● Records shown
Start of Block

PR #7901, opened 2019-06-14
[Perf Tests] Add type system perf test

mrward:
- Added a perf tests for the type system service loading.
 - Ensure UI Tests clear the tmp directory before running a test to prevent old files being used.

Optimisations:

 - Improve ProjectFile.get_ProjectVirtualPath efficiency (it's always computed, slow)
   - Not done. This value is used once by the type system service. Does not seem to be any benefit to caching it.
 - Improve ProjectFile.set_Project on ProjectFile when it's done in its initializer
 - Move ProjectSystemHandler.updatingProjectDataLock might be overzealous? Make it smaller scope, just projectDataMap manipulation?
    - Already implemented previously

TODO:

 - [x] Update benchmark baseline timings

Fixes VSTS #700297 - Gathering typesystem information can be optimized

### DIFF
--- a/main/src/core/MonoDevelop.Core/MonoDevelop.Projects/ProjectFile.cs
+++ b/main/src/core/MonoDevelop.Core/MonoDevelop.Projects/ProjectFile.cs
@@ -331,7 +331,7 @@ namespace MonoDevelop.Projects
 					var oldLink = link;
 					link = value;
 
-					OnVirtualPathChanged (oldLink, link);
+					VirtualPathChanged?.Invoke (this, new ProjectFileVirtualPathChangedEventArgs (this, oldLink, link));
 					OnChanged ("Link");
 				}
 			}
@@ -479,7 +479,7 @@ namespace MonoDevelop.Projects
 			base.OnProjectSet ();
 			if (Project != null) {
 				base.Include = Include;
-				OnVirtualPathChanged (FilePath.Null, ProjectVirtualPath);
+				VirtualPathChanged?.Invoke (this, new ProjectFileVirtualPathChangedEventArgs (this, FilePath.Null, ProjectVirtualPath));
 			}
 		}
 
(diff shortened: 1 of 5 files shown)


Therzok (approved):

main/src/core/MonoDevelop.Core/MonoDevelop.Projects/ProjectFile.cs
```diff
@@ -479,7 +479,8 @@ protected override void OnProjectSet ()
 			base.OnProjectSet ();
 			if (Project != null) {
 				base.Include = Include;
-				OnVirtualPathChanged (FilePath.Null, ProjectVirtualPath);
```
Therzok: @mrward would probably be simpler to remove `OnVirtualPathChanged` and just do:

```
VirtualPathChanged?.Invoke (this, new ProjectFileVirtualPathChanged (this, FilePath.Null, ProjectVirtualPath);
```

This won't compute/create anything unless the handler is not null.

mrward: Sure I can change that. Would also need to change the Link property which also uses OnVirtualPathChanged.

mrward: Or are we OK with OnVirtualPathChanged being used elsewhere but not here?

Therzok: I think that method is redundant, it just wraps the event handler and doesn't simplify the code by much:
http://source.monodevelop.com/#MonoDevelop.Core/MonoDevelop.Projects/ProjectFile.cs,ce13c2316f4dd85e

Therzok: There's also OnPathChanged which suffers from the same problem:
http://source.monodevelop.com/#MonoDevelop.Core/MonoDevelop.Projects/ProjectFile.cs,194

Therzok (approved):

Therzok:
cc @slluis

mrward:
Going to need to rebase this again.

Therzok:
We should just merge this for now.

main/src/core/MonoDevelop.Core/MonoDevelop.Projects/ProjectFile.cs
Therzok: Filed https://github.com/mono/monodevelop/issues/7997

slluis (approved):

mrward:

PR #9067, opened 2019-10-24
[release-8.4][Xwt] Bump Xwt to latest 8.4

BretJohnson:
This bump gets the latest Xwt d16-4 branch, which contains 2 a11y fixes from me and a change from @GouriKumari .


mrward:
xwt also needs to be updated in md-addins. There is an internal website you can use to do this instead of opening pull requests yourself.

mrward:
Updated xwt in md-addins and monodevelop using the internal tool.

PR #9072, opened 2019-10-24
Fixes VSTS Bug 991658: Crashes from "Critical Gtk Errors" in log

mkrueger:
https://devdiv.visualstudio.com/DevDiv/_workitems/edit/991658

AssemblyBrowser navigation points were broken. The assembly
definitions are disposed on close so the definitions need to be
reloaded using file names.

### DIFF
--- a/main/src/addins/MonoDevelop.AssemblyBrowser/MonoDevelop.AssemblyBrowser/AssemblyBrowserNavigationPoint.cs
+++ b/main/src/addins/MonoDevelop.AssemblyBrowser/MonoDevelop.AssemblyBrowser/AssemblyBrowserNavigationPoint.cs
@@ -23,6 +23,8 @@
 // LIABILITY, WHETHER IN AN ACTION OF CONTRACT, TORT OR OTHERWISE, ARISING FROM,
 // OUT OF OR IN CONNECTION WITH THE SOFTWARE OR THE USE OR OTHER DEALINGS IN
 // THE SOFTWARE.
+#nullable enable
+
 using System;
 using System.Linq;
 using MonoDevelop.Core;
@@ -37,9 +39,9 @@ namespace MonoDevelop.AssemblyBrowser
 	class AssemblyBrowserNavigationPoint : DocumentNavigationPoint
 	{
 		List<string> definitions = new List<string> ();
-		string idString;
+		string? idString;
 
-		public AssemblyBrowserNavigationPoint (ImmutableList<AssemblyLoader> definitions, AssemblyLoader assembly, string idString) : base (assembly?.FileName)
+		public AssemblyBrowserNavigationPoint (ImmutableList<AssemblyLoader> definitions, AssemblyLoader assembly, string? idString) : base (assembly?.FileName)
 		{
 			foreach (var def in definitions) {
 				if (def != null)
@@ -89,7 +91,7 @@ namespace MonoDevelop.AssemblyBrowser
 				if (!string.IsNullOrEmpty (idString)) {
 					if (!string.IsNullOrEmpty (FileName))
 						return String.Format ("{0} : {1}", base.DisplayName, idString);
-					return idString;
+					return idString ?? "";
 				}
 				return base.DisplayName;
 			}
--- a/main/src/addins/MonoDevelop.AssemblyBrowser/MonoDevelop.AssemblyBrowser/AssemblyBrowserNavigationPoint.cs
+++ b/main/src/addins/MonoDevelop.AssemblyBrowser/MonoDevelop.AssemblyBrowser/AssemblyBrowserNavigationPoint.cs
@@ -36,12 +36,15 @@ namespace MonoDevelop.AssemblyBrowser
 {
 	class AssemblyBrowserNavigationPoint : DocumentNavigationPoint
 	{
-		ImmutableList<AssemblyLoader> definitions;
+		List<string> definitions = new List<string> ();
 		string idString;
 
 		public AssemblyBrowserNavigationPoint (ImmutableList<AssemblyLoader> definitions, AssemblyLoader assembly, string idString) : base (assembly?.FileName)
 		{
-			this.definitions = definitions;
+			foreach (var def in definitions) {
+				if (def != null)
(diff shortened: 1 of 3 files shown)


main/src/addins/MonoDevelop.AssemblyBrowser/MonoDevelop.AssemblyBrowser/AssemblyBrowserNavigationPoint.cs
```diff
@@ -36,12 +36,15 @@ namespace MonoDevelop.AssemblyBrowser
...
 	{
-		ImmutableList<AssemblyLoader> definitions;
+		List<string> definitions = new List<string> ();
 		string idString;
 
 		public AssemblyBrowserNavigationPoint (ImmutableList<AssemblyLoader> definitions, AssemblyLoader assembly, string idString) : base (assembly?.FileName)
 		{
-			this.definitions = definitions;
+			foreach (var def in definitions) {
+				if (def != null)
```
Therzok: Why would we pass null here?

main/src/addins/MonoDevelop.AssemblyBrowser/MonoDevelop.AssemblyBrowser/AssemblyBrowserWidget.cs
```diff
@@ -918,7 +918,7 @@ void HPaneExpose (object sender, Gtk.ExposeEventArgs args)
 		internal void Open (string url, AssemblyLoader currentAssembly = null, bool expandNode = true)
 		{
 			try {
-				Task.WhenAll (this.definitions.Select (d => d.LoadingTask)).ContinueWith (d => {
+				Task.WhenAll (this.definitions.Select (d => d.LoadingTask).Where (t => t != null)).ContinueWith (d => {
```
Therzok: Why would the task be null?

main/src/addins/MonoDevelop.AssemblyBrowser/MonoDevelop.AssemblyBrowser/AssemblyBrowserNavigationPoint.cs
Therzok: I don't see how `def` can be null. It's always a proper value.

main/src/addins/MonoDevelop.AssemblyBrowser/MonoDevelop.AssemblyBrowser/AssemblyBrowserWidget.cs
Therzok: Seems like loadingTask is set to `null` after dispose. Can we just set it to `Task.CompletedTask`?

main/src/addins/MonoDevelop.AssemblyBrowser/MonoDevelop.AssemblyBrowser/AssemblyBrowserNavigationPoint.cs
mkrueger: Was a bug during development. It shouldn't be null there but there is nothing that enforces this.

Therzok:
@mkrueger nullable annotations are a way to enforce non-null

main/src/addins/MonoDevelop.AssemblyBrowser/MonoDevelop.AssemblyBrowser/AssemblyBrowserWidget.cs
Therzok: Again, set LoadingTask to `Task.CompletedTask` instead of null and remove this null check.

Therzok: And you can mark the file with `#nullable enable` at the top and enable nullable annotations.

mkrueger: It's just making an invariant more visible - nothing more.

main/src/addins/MonoDevelop.AssemblyBrowser/MonoDevelop.AssemblyBrowser/AssemblyBrowserNavigationPoint.cs
Therzok: Null check is redundant.

main/src/addins/MonoDevelop.AssemblyBrowser/MonoDevelop.AssemblyBrowser/AssemblyBrowserWidget.cs
mkrueger: tried to do it with nullable enable - but that should be another language. I don't know if that's really an improvement.

Before it was a visible invariant now it's implicit.

main/src/addins/MonoDevelop.AssemblyBrowser/MonoDevelop.AssemblyBrowser/AssemblyBrowserNavigationPoint.cs
```diff
@@ -36,12 +38,15 @@ namespace MonoDevelop.AssemblyBrowser
...
-		string idString;
+		List<string> definitions = new List<string> ();
+		string? idString;
 
-		public AssemblyBrowserNavigationPoint (ImmutableList<AssemblyLoader> definitions, AssemblyLoader assembly, string idString) : base (assembly?.FileName)
+		public AssemblyBrowserNavigationPoint (ImmutableList<AssemblyLoader> definitions, AssemblyLoader assembly, string? idString) : base (assembly?.FileName)
 		{
-			this.definitions = definitions;
+			foreach (var def in definitions) {
+				if (def != null)
```
Therzok: Null check is redundant.

sevoku:
@monojenkins rebase

sevoku:

PR #9074, opened 2019-10-24
[Debugger] When the user clicks the Refresh button, refresh the Objec…

jstedfast:
…tValue

Fixes https://devdiv.visualstudio.com/DevDiv/_workitems/edit/999605/

### DIFF
--- a/main/src/addins/MonoDevelop.Debugger/MonoDevelop.Debugger/ObjectValue/DebuggerObjectValueNode.cs
+++ b/main/src/addins/MonoDevelop.Debugger/MonoDevelop.Debugger/ObjectValue/DebuggerObjectValueNode.cs
@@ -172,7 +172,9 @@ namespace MonoDevelop.Debugger
 
 		void OnDebuggerValueChanged (object sender, EventArgs e)
 		{
-			OnValueChanged (e);
+			Runtime.RunInMainThread (() => {
+				OnValueChanged (e);
+			}).Ignore ();
 		}
 
 		bool GetCanEdit ()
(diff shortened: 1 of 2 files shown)


main/src/addins/MonoDevelop.Debugger/MonoDevelop.Debugger/ObjectValue/DebuggerObjectValueNode.cs
```diff
@@ -172,7 +172,9 @@ static Task<ObjectValue[]> GetChildrenAsync (ObjectValue value, int index, int c
 
 		void OnDebuggerValueChanged (object sender, EventArgs e)
 		{
-			OnValueChanged (e);
+			Runtime.RunInMainThread (() => {
+				OnValueChanged (e);
```
Therzok: All async dispatches should be validated with a cancellationtokensource that's canceled and dispose at the same time the view is.

Scenario: pad is destroyed between `OnDebuggerValueChanged` and `OnValueChanged` called on the UI thread.

jstedfast: The nodes aren't disposable. That said, the NSView subclasses that use the nodes and subscribe to their ValueChanged events are all disposable and they all disconnect the even handlers when they are disposed.

Therzok: Dispose runs on the UI thread, so that should be okay. Although, nodes which are still registered for finalization might break.

PR #8965, opened 2019-10-16
[Project] Make Run Configurations accessible

sgmunn:
Fixes VSTS 752769 in conjunction with https://github.com/mono/xwt/pull/987
Accessibility: Project Options - Run Configuration: No on-screen or programmatically associated label provided for the edit fields.
https://devdiv.visualstudio.com/DevDiv/_workitems/edit/752769

PR #9079, opened 2019-10-24
Update description for text and folder selector.

GouriKumari:
Fixes: https://devdiv.visualstudio.com/DevDiv/_workitems/edit/1007429
This is also a fix to an issue mentioned in bug 992658


netonjm:
@GouriKumari could you please include a screencast with the voice over popup announcing all the entries you changed?

GouriKumari:
@netonjm : https://www.dropbox.com/s/esntp7rbnv5vowj/ConsoleProject%20Options.mov?dl=0 .

I have changed the  description to label for file selector and folder selector, otherwise it won't read the description when edit text  in group is selected.

sgmunn:
I just realized that this conflicts with https://github.com/mono/monodevelop/pull/8965, although I like that there are longer descriptions for the widgets. One query I have is whether the phrasing is consistent with what is used elsewhere?

to answer my own question, by paraphrasing what @iainx just told me:
use `AtkCocoaHelper` and `control.Accessible.SetTitleUIElement (label.Accessible)`. the phrasing could be more succinct and something like "set additional arguments", but that doesn't set the cocoa accessibility relationships so using SetTitleUIElement is better. Also, no need to mention the type of the control in the label since cocoa uses the role information to pass that to the user.

I'm updating my PR to reflect this as there are other a11y fixes in there that we need as well.

sgmunn:
closing in favor of https://github.com/mono/monodevelop/pull/8965

PR #9080, opened 2019-10-24
[Debugger] null-protect nameView.SetPreviewIcon() in case nameView is…

jstedfast:
… null?

I'm not sure how this is possible... but yay Catalina?

Everything else is null-protected so the only way to get an NRE in this
tiny method is if nameView is null.

Fixes https://devdiv.visualstudio.com/DevDiv/_workitems/edit/1006515/

### DIFF
--- a/main/src/addins/MonoDevelop.Debugger/MonoDevelop.Debugger/ObjectValue/Mac/MacObjectValueTreeView.cs
+++ b/main/src/addins/MonoDevelop.Debugger/MonoDevelop.Debugger/ObjectValue/Mac/MacObjectValueTreeView.cs
@@ -636,7 +636,7 @@ namespace MonoDevelop.Debugger
 			if (rowView != null) {
 				var nameView = (MacDebuggerObjectNameView) rowView.ViewAtColumn (0);
 
-				nameView.SetPreviewButtonIcon (icon);
+				nameView?.SetPreviewButtonIcon (icon);
 			}
 		}
 


jstedfast:

main/src/addins/MonoDevelop.Debugger/MonoDevelop.Debugger/ObjectValue/Mac/MacObjectValueTreeView.cs
```diff
@@ -636,7 +636,7 @@ void UpdatePreviewIcon (nint row, PreviewButtonIcon icon)
 			if (rowView != null) {
 				var nameView = (MacDebuggerObjectNameView) rowView.ViewAtColumn (0);
 
-				nameView.SetPreviewButtonIcon (icon);
+				nameView?.SetPreviewButtonIcon (icon);
```
Therzok:
```
➜  Frameworks ag viewAtColumn
AppKit.framework/Versions/C/Headers/NSTableRowView.h
100:- (nullable id)viewAtColumn:(NSInteger)column;

AppKit.framework/Versions/C/Headers/NSTableColumn.h
95:@property (strong) id /* NSCell * */ dataCell; // Use a view-based NSTableView, and see the -tableView:viewForTableColumn:row: delegate method and -viewAtColumn:row:makeIfNecessary:
96:- (id)dataCellForRow:(NSInteger)row; // Use a view-based NSTableView, and see -viewAtColumn:row:makeIfNecessary

AppKit.framework/Versions/C/Headers/NSTableView.h
435:/* View Based TableView: Access to a view (or row view) for a particular 'row' / 'column'. Returns 'nil' if there is no view at that location. An exception will be thrown if 'row' is not within the numberOfRows. The returned result is always an 'id' for easy assignment to local types, however, -viewAtColumn:row: will always return an NSView, and rowViewAtRow: will always return an NSTableRowView (or subclass thereof). The returned result should generally not be held onto for longer than the current run loop cycle.
440:- (nullable __kindof NSView *)viewAtColumn:(NSInteger)column row:(NSInteger)row makeIfNecessary:(BOOL)makeIfNecessary API_AVAILABLE(macos(10.7));
809:- (nullable NSCell *)preparedCellAtColumn:(NSInteger)column row:(NSInteger)row  API_DEPRECATED("Use View Based TableView and -viewAtColumn:row:", macos(10.5,10.10));
```

Therzok: Seems like it is nullable regardless!

PR #9082, opened 2019-10-24
[Debugger] When the BackgroundStyle is set, only UpdateContents() if …

jstedfast:
…Superview is non-null

Fixes https://devdiv.visualstudio.com/DevDiv/_workitems/edit/1005195/


jstedfast:

PR #9088, opened 2019-10-25
[Debugger] ViewAtColumn can return null so protect against that

jstedfast:
Fixes https://devdiv.visualstudio.com/DevDiv/_workitems/edit/1008045/


jstedfast:

PR #9093, opened 2019-10-25
[Ide] Handle unauthorized access exception on startup

mrward:
Handle an UnauthorizedAccessException when trying to determine if
the filename passed as a startup argument is a workspace item. The
exception is caught and logged and return a non-zero exit code.
Previously this would generate a fatal exception.

```
System.IO.FileStream..ctor(String,FileMode,FileAccess,FileShare,Int32,Boolean,FileOptions)
System.IO.FileStream..ctor(String,FileMode,FileAccess,FileShare,Int32,FileOptions)
System.IO.StreamReader..ctor(String,Encoding,Boolean,Int32)
System.IO.StreamReader..ctor(String,Boolean)
System.IO.StreamReader..ctor(String)
MonoDevelop.Projects.MSBuild.SlnFile.GetFileVersion(String)
MonoDevelop.Projects.MSBuild.SlnFileFormat.CanReadFile(String,MSBuildFileFormat)
MonoDevelop.Projects.MSBuild.MSBuildFileFormat.CanReadFile(FilePath,Type)
MonoDevelop.Projects.MSBuildSerializationExtension.CanRead(FilePath,Type)
MonoDevelop.Projects.ProjectService.GetObjectReaderForFile(FilePath,Type)
MonoDevelop.Projects.ProjectService.FileIsObjectOfType(FilePath,Type)
MonoDevelop.Projects.ProjectService.IsWorkspaceItemFile(FilePath)
MonoDevelop.Ide.IdeStartup.Run(MonoDevelopOptions)
MonoDevelop.Ide.IdeStartup.Main(String[],IdeCustomizer)
```

Fixes VSTS #1005197 - [FATAL] System.UnauthorizedAccessException
exception in System.IO.FileStream..ctor()

### DIFF
--- a/main/src/core/MonoDevelop.Ide/MonoDevelop.Ide/IdeStartup.cs
+++ b/main/src/core/MonoDevelop.Ide/MonoDevelop.Ide/IdeStartup.cs
@@ -187,9 +187,14 @@ namespace MonoDevelop.Ide
 
 			if (!options.NewWindow && startupInfo.HasFiles) {
 				foreach (var file in startupInfo.RequestedFileList) {
-					if (MonoDevelop.Projects.Services.ProjectService.IsWorkspaceItemFile (file.FileName)) {
-						options.NewWindow = true;
-						break;
+					try {
+						if (MonoDevelop.Projects.Services.ProjectService.IsWorkspaceItemFile (file.FileName)) {
+							options.NewWindow = true;
+							break;
+						}
+					} catch (UnauthorizedAccessException ex) {
+						LoggingService.LogError (string.Format ("Unable to check startup file is a workspace item '{0}'", file.FileName), ex);
+						return 1;
 					}
 				}
 			}


mrward:

main/src/core/MonoDevelop.Ide/MonoDevelop.Ide/IdeStartup.cs
```diff
@@ -187,9 +187,14 @@ int Run (MonoDevelopOptions options)
...
-						options.NewWindow = true;
-						break;
+					try {
+						if (MonoDevelop.Projects.Services.ProjectService.IsWorkspaceItemFile (file.FileName)) {
+							options.NewWindow = true;
+							break;
+						}
+					} catch (UnauthorizedAccessException ex) {
+						LoggingService.LogError (string.Format ("Unable to check startup file is a workspace item '{0}'", file.FileName), ex);
+						return 1;
```
Therzok: This will just exit the app?

Therzok: Isn't this the same case where the user has open previous solution set?

Therzok: Nope, that's not the case.

Therzok:
@monojenkins rebase

main/src/core/MonoDevelop.Ide/MonoDevelop.Ide/IdeStartup.cs
mrward: Not sure what the best approach is here. Either we give up since we cannot open the file (which is implemented), or we try to continue on, opening the IDE, or passing the sln file to another instance (which changes the behaviour of the code since we would not set NewWindow to true), then the IDE will fail (silently it seems) trying to open that solution.

I tested other areas here:

  - Recent projects - the main IDE window opens but the solution does not load. No error shown to the user.
  - File - Open - Nothing happens on clicking Open. Also seems to cause the dialog to break - unable to close it.

Ideally we would show an error to the user here but right now it seems we silently fail with no information given to the user.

End of Block

● Task item
If a line above holds the word "information", count it; then say how many such lines there are and nothing else.

● Worked solution
3